A conversa muda. A equipa de plataforma pode falar sobre agendamento e custo. A equipa de compiladores pode falar sobre backends. A equipa de conformidade pode falar sobre a impressão digital. O dono do negócio pode perguntar se mudar de hardware é uma decisão operacional ou uma reescrita. O produto dá a todos eles um objeto para apontar.
Esse é o valor silencioso de um IR endereçado por conteúdo. Transforma a execução multiplataforma de uma série de explicações persuasivas num registo. Torna o grafo num recibo. Permite que o mesmo .keg alimente todos os backends. Dá à organização uma base que pertence à computação e não a uma única máquina.

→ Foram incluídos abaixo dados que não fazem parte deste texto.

Issue #5133, opened 2026-08-03
freenet service (disable/enable/report) resolves Roaming config dir on Windows, diverging from network/local


sanity:
## Summary

Found while investigating #5132 (config.toml gets scrubbed on launch). Not itself a cause of that issue's symptom (which is fixed in #5132's PR), but a related, real bug in the same area worth tracking separately.

On Windows, `freenet service <subcommand>` (e.g. `disable`, `enable`, `report`) resolves a **different** config directory than `freenet network` / `freenet local`.

## Root cause

`ConfigArgs::build_with_gateways_index()` (`crates/core/src/config.rs`) explicitly sets `self.config_paths.config_dir = Some(defaults.config_local_dir()...)` before building — i.e. **Local** AppData (`%LOCALAPPDATA%`), per the #3739 migration (Roaming syncs across domain machines and is wrong for node data).

`freenet_main()`'s `Command::Service` arm (`crates/core/src/bin/freenet.rs`, around line 1083) instead calls `cli.config.config_paths.build(cli.config.id.as_deref())?` **directly**, bypassing that step. Since `--config-dir` isn't passed on the CLI, `ConfigPathsArgs::build()` falls through to its own fallback (`crates/core/src/config.rs`, around line 2684-2692), which resolves `defaults.config_dir()` — **Roaming** AppData (`%APPDATA%`) — instead of `config_local_dir()`.

## Impact

- `freenet service disable` / `enable` write and check the daemon-disabled marker via this Roaming-resolved dir (`service.rs`, `daemon_control.rs`), while `freenet network`'s startup check reads the marker via the Local-resolved dir (`freenet.rs`). These never agree on Windows, so `freenet service disable` is effectively a no-op there.
- `freenet service report`'s config-file collector (`report.rs`) also scans the Roaming-derived dir first, so diagnostics can't find the real (Local) `config.toml`.

This is the same Roaming-vs-Local divergence class already fixed once for `uninstall --purge` (#3969) and documented at length in `purge.rs`'s doc comments — the `service` subcommand is one of the call sites that migration didn't reach.

## Suggested fix

Route the `Command::Service` arm through the same `config_local_dir()`-setting logic `build_with_gateways_index()` uses, or extract that logic into a shared helper both paths call.

[AI-assisted - Claude]

sanity:
# Issue Priority Assessment

Generated: 2026-08-14T01:13:13.377182196+00:00
Issue hash: `578c2fe6`

## Value Assessment

[...]

PR #5135, opened 2026-08-03
fix(windows): add wrapper single-instance guard, make config.toml writes atomic

### LINKED ISSUE #5132: config.toml gets scrubbed on launch
running freenet on windows 11. every time I edit the config.toml (%localappdata%/The Freenet Project Inc/Freenet/config/config.toml) and relaunch freenet (whether via the downloaded exe or %localappdata%/Freenet/bin/freenet.exe), any config modifications disappear and the config.toml reverts to its default. 

I assume this is because running freenet (from any method) effectively "reinstalls" certain files?

sanity:
## Summary

Fixes #5132 — on Windows, editing `config.toml` and relaunching Freenet reverted the edits to defaults.

**Root cause:** the Windows wrapper had no single-instance guard at all. Every relaunch (double-clicking the downloaded exe, or launching the installed `%localappdata%\Freenet\bin\freenet.exe`, while Freenet was already running via autostart or a prior launch) fell straight through to `kill_stale_freenet_processes`, which unconditionally kills every `freenet network` process for the current user — "stale" in name only, it can't distinguish an orphan from the process a live wrapper is actively supervising — then spawned a fresh node. When that kill raced the first wrapper's own respawn of its just-killed child closely enough, two node processes could concurrently read and (pre-fix) non-atomically rewrite `config.toml`, which is how a hand-edit could come back as defaults.

macOS already has the exact fix for this class of bug — a flock-based single-instance guard, added for a different trigger (launchd RunAtLoad racing an open-launch) — but it was `#[cfg(target_os = "macos")]`-gated and never extended to Windows; a stale comment on the guard's call site even asserted "Windows has install-time guards" as the reason, which isn't accurate (the install-time detection only checks *where* the binary lives, not whether an instance is currently running).

## Changes

1. **`single_instance.rs`** — implements the Windows analogue of the macOS flock guard: a named kernel mutex (`CreateMutexW`), acquired in `run_wrapper` before `kill_stale_freenet_processes`. `CreateMutexW`'s "already exists" signal fires even for a second handle from the same process, so it can be exercised directly in a `#[test]` rather than needing a simplified stand-in.
2. **`wrapper.rs`** — widens the guard's call site (and its already-cfg-gated import) from `macos` to `any(macos, windows)`; corrects the stale "Windows has install-time guards" comment; platform-specific log detail on the "another wrapper is running" exit path.
3. **`config.rs`** — makes the `config.toml` persist path atomic: write to a sibling temp file, then `rename` into place, instead of `File::create` truncating the destination directly. Closes the window where a concurrent reader (e.g. a second `freenet` process racing this one) could observe a truncated/partial file. The temp file's extension (`toml.tmp`) keeps `read_config`'s directory scan from ever picking it up as a candidate config file.
4. **`ci.yml`** — adds a `windows_unit` job (mirrors the existing `macos_unit`) running the service-command test suite on `windows-latest`. `windows_check` only `cargo check`s, which never executes tests — without this, the new Windows-only tests would compile but never actually run, matching `.claude/rules/deployment.md`'s "compilation is not verification" rule for platform-gated code.

## Tests

- `wrapper_single_instance_lock_is_exclusive` (Windows-only, `commands/service.rs`) — first acquire succeeds, second acquire in-process reports `AnotherWrapperRunning`, dropping the first allows a new acquire to succeed. Exercises the real production function directly (not a simplified stand-in), since `CreateMutexW`'s already-exists signal fires for a second handle from the same process.
- `persisting_config_never_truncates_existing_file_on_temp_write_failure` (`config.rs`) — forces the temp-file write step to fail (by pre-occupying its path with a directory) and asserts the destination `config.toml` survives byte-for-byte untouched. Fails against the pre-fix code (which writes directly to `config.toml` with no temp file, so nothing in this scenario fails and the file gets overwritten instead of preserved).

## Verification

- Windows target (`x86_64-pc-windows-gnu`) cross-compiles cleanly (`cargo check`), including the new tests.
- `cargo clippy -p freenet --bin freenet -- -D warnings` clean on the native target.
- All 108 `config::` tests and all 107 `commands::service::` tests pass on Linux.
- The new Windows-only test cannot be exercised on this (Linux) dev machine; the new `windows_unit` CI job is what will actually execute it — will confirm green there before merging.

## Out of scope (filed separately)

While investigating, found that `freenet service` (disable/enable/report) resolves a *different* config directory (Roaming, not Local AppData) than `freenet network`/`local` on Windows — a related but distinct bug (breaks `service disable`, not `config.toml` content). Filed as #5133 rather than folding into this PR.

[AI-assisted - Claude]

### DIFF
--- a/.github/workflows/ci.yml
+++ b/.github/workflows/ci.yml
@@ -608,7 +608,15 @@ jobs:
   windows_unit:
     name: Windows Service Unit
     runs-on: windows-latest
-    timeout-minutes: 30
+    # This job is new (introduced alongside the #5132 fix), so unlike
+    # macos_unit/windows_check it has no warm Swatinem cache from prior
+    # main-branch runs yet — a stone-cold Windows compile of the full
+    # freenet bin + test harness (wasmtime, tao, tray-icon, criterion,
+    # proptest, ...) does not finish in 30 minutes. 60 minutes gives this
+    # one-time cold start headroom; revisit downward once main has run
+    # this job at least once (cache only saves on `github.ref ==
+    # refs/heads/main`, see the cache step below).
+    timeout-minutes: 60
     needs: fmt_check
     # Same skip conditions as test_unit (see test_unit comment for details).
     if: |
--- a/.github/workflows/ci.yml
+++ b/.github/workflows/ci.yml
@@ -598,6 +598,52 @@ jobs:
       - name: Test service commands
         run: cargo nextest run -p freenet --bin freenet --profile ci -E 'test(commands::service)'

Nenhum compilador pode eliminar a necessidade de bom senso em engenharia. As equipas ainda precisam de selecionar os alvos com cuidado, testar as cargas de trabalho com honestidade, compreender os limites dos alvos e decidir quais os domínios que exigem igualdade bit a bit. Mas a Kera pode tornar essas decisões explícitas. Pode impedir que uma migração de desempenho se torne, por acidente, numa migração semântica.
A lição da redução
A Kera é importante porque a parte difícil não é ter uma ideia engenhosa de redução. A parte difícil é levar essa ideia por todos os lugares monótonos onde a engenharia ou se torna digna de confiança ou se torna folclore: diagnósticos, árvores verdes, hashes de tipos, verificação de empréstimos, otimização de ponto fixo, validação de invariantes, serialização .keg, emissão de backend, política de segurança, registos de auditoria, suporte de editores e execução específica de cada alvo.
Reduzir é trabalho porque cada alvo tenta tornar a fonte menos universal. A engenharia de compiladores determinística é a disciplina de recusar que isso aconteça em silêncio. A CPU quer vetores. A GPU quer kernels. A FPGA quer ciclos. A WASM quer restrições. A organização quer uma única resposta. O trabalho da Kera é preservar o significado da computação enquanto permite que cada alvo faça aquilo em que é bom.
Isso é uma forma de engenharia, não uma abstração de papel. Tem um comprador, um modo de falha, um formato de ficheiro, um caminho de compilador e consequências operacionais. A promessa não é que o hardware se torne simples. A promessa é que a complexidade é representada, reduzida, verificada e assumida.
Quando chegar o próximo número quase certo, a equipa não deverá ter de começar pelo folclore sobre qual máquina executou o quê. Deverá começar pelo grafo. A impressão digital coincidiu? Qual backend emitiu o código? Que capacidades foram concedidas? Que semânticas de alvo foram aplicadas? Que artefacto foi armazenado? Essas são perguntas de produto. A Kera existe porque também são perguntas de compilador.